# Surf This Weekend?



## big D. (Apr 10, 2010)

Hows it lookin for the weekend?

I am READY!!!!! TROUT TIME!!!!!


----------



## POCsaltdog (Nov 26, 2014)

I may go in the a.m. I'll report back if I do.


----------



## iamatt (Aug 28, 2012)

We are bayfishing then hopefully get back early enough to string some shark junk out there sat evening and camp. Got to get one after losing ripper last weekend. Getting personal!


----------



## Duckchasr (Apr 27, 2011)

*working stiff*

Good thing I'm working.sad3sm
My fancy app printed this out.

Wind Direction (WDIR): 
SE ( 130 deg true ) Wind Speed (WSPD): 1.9 kts Wind Gust (GST): 3.9 kts Wave Height (WVHT): 1.6 ft Dominant Wave Period (DPD): 7 sec Average Period (APD): 4.9 sec Mean Wave Direction (MWD): SE ( 138 deg true ) Atmospheric Pressure (PRES): 30.08 in Pressure Tendency (PTDY): +0.03 in ( Rising ) Air Temperature (ATMP): 86.9 Â°F Water Temperature (WTMP): 86.9 Â°F Wind Speed at 10 meters (WSPD10M): 1.9 kts Wind Speed at 20 meters (WSPD20M): 3.9 kt

Good luck down there this weekend. 
Be careful for the powder sand carry buckets for water and shovels. I'm going to try to get away Mon or Tues next week even if it's rough.:texasflag


----------



## txteltech (Jul 6, 2012)

Water looks good I'll be hitting the surf


----------



## Duckchasr (Apr 27, 2011)

*Gtgtk*

Welp I recon the powder sand got packed down an the gulf storms moved on. 
Im going if it's rough or not in the morning.:texasflag Wis me luk.lol


----------



## Lagavulin62 (Jun 1, 2016)

Aren't thunderstorms the main concern? I suppose if one had the patience to wait for the small openings. Bring a change of clothes for alternatives.


----------



## Jay290 (Jun 25, 2013)

Let it rain we are going to give it a shot this weekend will be on the beach Thursday -Sunday.


----------



## Lagavulin62 (Jun 1, 2016)

Jay290 said:


> Let it rain we are going to give it a shot this weekend will be on the beach Thursday -Sunday.

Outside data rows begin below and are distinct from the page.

PR #18, opened 2012-07-24
Small code cleanup.

hzr:


chriskr:
Looks good (ideally each commit to bugfixes has an according BTS number so we can track what we have to test, but i guess in this case it's OK without).

danfooo:
Looks fine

No I'm fine with the rain, I run in it every chance I get, UNLESS it's t storming. But as forecasts are for the most part useless you got the right idea and I'm intching to get back out there myself. : )


----------



## Duckchasr (Apr 27, 2011)

*foiled again*

Got up at 3:30 and radar was lit up like a Christmas tree so I headed back to pillow access 1. Maybe one of these day's I can go fishing.


----------



## dbarham (Aug 13, 2005)

Duckchasr said:


> Got up at 3:30 and radar was lit up like a Christmas tree so I headed back to pillow access 1. Maybe one of these day's I can go fishing.


That sux Berry


----------



## twgamm (Sep 4, 2013)

Ended up fishing the rough water on Saturday morning. The fish were there. 4 keeper trout, 4 or 5 dink trout and 2 big gafftops.


----------



## Longhornamus (Mar 13, 2014)

It may have just been us, but all we caught this past Saturday were sharks in the surf. Lots of small Blacktips.....


----------



## Billygoat (Feb 1, 2013)

Anyone hit it today? Debating giving it a try tomorrow or Thursday morning.


----------



## 230Ag (May 20, 2012)

I am heading down to SS this weekend. hope that storm blows further south or it is going to be rough kayak out to the 3rd bar.


----------



## dbarham (Aug 13, 2005)

230Ag said:


> I am heading down to SS this weekend. hope that storm blows further south or it is going to be rough kayak out to the 3rd bar.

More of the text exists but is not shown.